BEGIN Data segment

PR #970, opened 2019-06-28
Support GHC with static RTS

aherrmann:
GHC can be compiled with a static RTS. This allows to use only static Haskell librarires including for GHCi and Template Haskell. This is the default on Windows.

END Data segment

# Task to carry out
Copy every line of the material exactly, keeping all of it.

# Solution to the problem
PR #970, opened 2019-06-28
Support GHC with static RTS

aherrmann:
GHC can be compiled with a static RTS. This allows to use only static Haskell librarires including for GHCi and Template Haskell. This is the default on Windows.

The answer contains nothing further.